For one of my cluster i create a daily report for the number of Jobs ran for the prev day, which includes job wait time, job launch time, no of jobs failed, succeeded, killed etc.
But form last two weeks the number jobs provided by Zeppelin notebook is different than the job count on RM UI for the same day.(less in zeppe)
For Zeppelin we are using a query to get the data from activity.yarn_application a, activity.job b tables and we are capturing only jobs which meet the condition that b.APP_ID = a.APP_ID.
Further analyzing i can see all the jobs are present in activity.yarn_application but not in activity.job.

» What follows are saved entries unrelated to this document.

Issue #666, opened 2024-05-28
Initialize `ObjectDataProvider.metadata` internally as a Pydantic model


mferrera:
It is currently initialized and stored internally as a dict and collects a few other existing Pydantic models (spec, bbox) as child dicts.

PR #667, opened 2024-05-29
MAINT: Refactor ObjectDataProvider base class

mferrera:
Starts on #666 😈

This PR tries to add some firmer standardization to how metadata is defined within objects we generate metadata for. Presently there are string literals defined and grouped into an unvalidated object returned from the child providers. This change makes progress toward having stronger guarantees that are also type checked.

This PR cleans up the base class and moves toward having these defined as properties of providers classes. To keep the PR from being too large it makes this change to the classname only.

This work precedes initialization internal metadata into a Pydantic object directly.

This PR should follow #660

### DIFF
--- a/src/fmu/dataio/providers/objectdata/_base.py
+++ b/src/fmu/dataio/providers/objectdata/_base.py
@@ -4,7 +4,7 @@ from abc import abstractmethod
 from copy import deepcopy
 from dataclasses import dataclass, field
 from datetime import datetime
-from typing import TYPE_CHECKING, Any, Final, TypeVar
+from typing import TYPE_CHECKING, Final, TypeVar
 from warnings import warn
 
 from fmu.dataio._definitions import ConfigurationError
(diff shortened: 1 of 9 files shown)


src/fmu/dataio/providers/objectdata/_base.py
```diff
@@ -260,7 +187,11 @@ def _derive_named_stratigraphy(self) -> DerivedNamedStratigraphy:
         `stratigraphy`. For example, if "TopValysar" is the model name and the actual
         name is "Valysar Top Fm." that latter name will be used.
         """
-        name = derive_name(self.dataio, self.obj)
```
mferrera, line 263: I felt this was simple enough to just include in this function, and the name was a bit misleading because it was deriving the name for the name stratigraphy. That ends up being used for the object, too, but was handled after this

src/fmu/dataio/providers/objectdata/_base.py
```diff
@@ -175,83 +73,106 @@ class ObjectDataProvider(Provider):
...
+        self._metadata["bbox"] = (
+            bbox.model_dump(mode="json", exclude_none=True)
+            if (bbox := self.get_bbox())
+            else None
+        )
+        self._metadata["time"] = (
+            timedata.model_dump(mode="json", exclude_none=True)
+            if (timedata := self._get_timedata())
+            else None
+        )
```
mferrera, line 139: This conditional model dumping will become unnecessary when `self._metadata` is actually and instance of `AnyContent`/`UnsetAnyContent` in a later PR.

src/fmu/dataio/providers/objectdata/_base.py
```diff
@@ -175,83 +73,108 @@ class ObjectDataProvider(Provider):
...
     # as instance properties in addition (for simplicity in other classes/functions)
-    metadata: dict = field(default_factory=dict)
+    _metadata: dict = field(default_factory=dict)
     name: str = field(default="")
-    classname: str = field(default="")
     efolder: str = field(default="")
     extension: str = field(default="")
     fmt: str = field(default="")
     time0: datetime | None = field(default=None)
     time1: datetime | None = field(default=None)
```
mferrera, line 82: These should eventually all become properties defined by each object's child provider. Most will likely return an enum value.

Please let me know if any more input is required
I did LEFT OUTER JOIN on this and and it seems to work but i have another issue. The time of the job fetched by the zeppelin smart sense query and that of the same job on RM UI is different by two hours, how do i change that?
i did the following->
1) Go to HBASE -> Configs -> Custom hbase-site. Add the property phoenix.query.dateFormatTimeZone=GMT+08:00
2) using the "timeZone" option in the Phoenix Thin Driver's
but it doesn't seem to work. Is there anything else i can do?
@Jay SenSharma Please can you help with how can i access these tables. some of my Tez jobs and all of my Spark jobs are not entering activity.job table. hence it is not giving many jobs in the output. I did left outer join so that i get all jobs but why is it happening?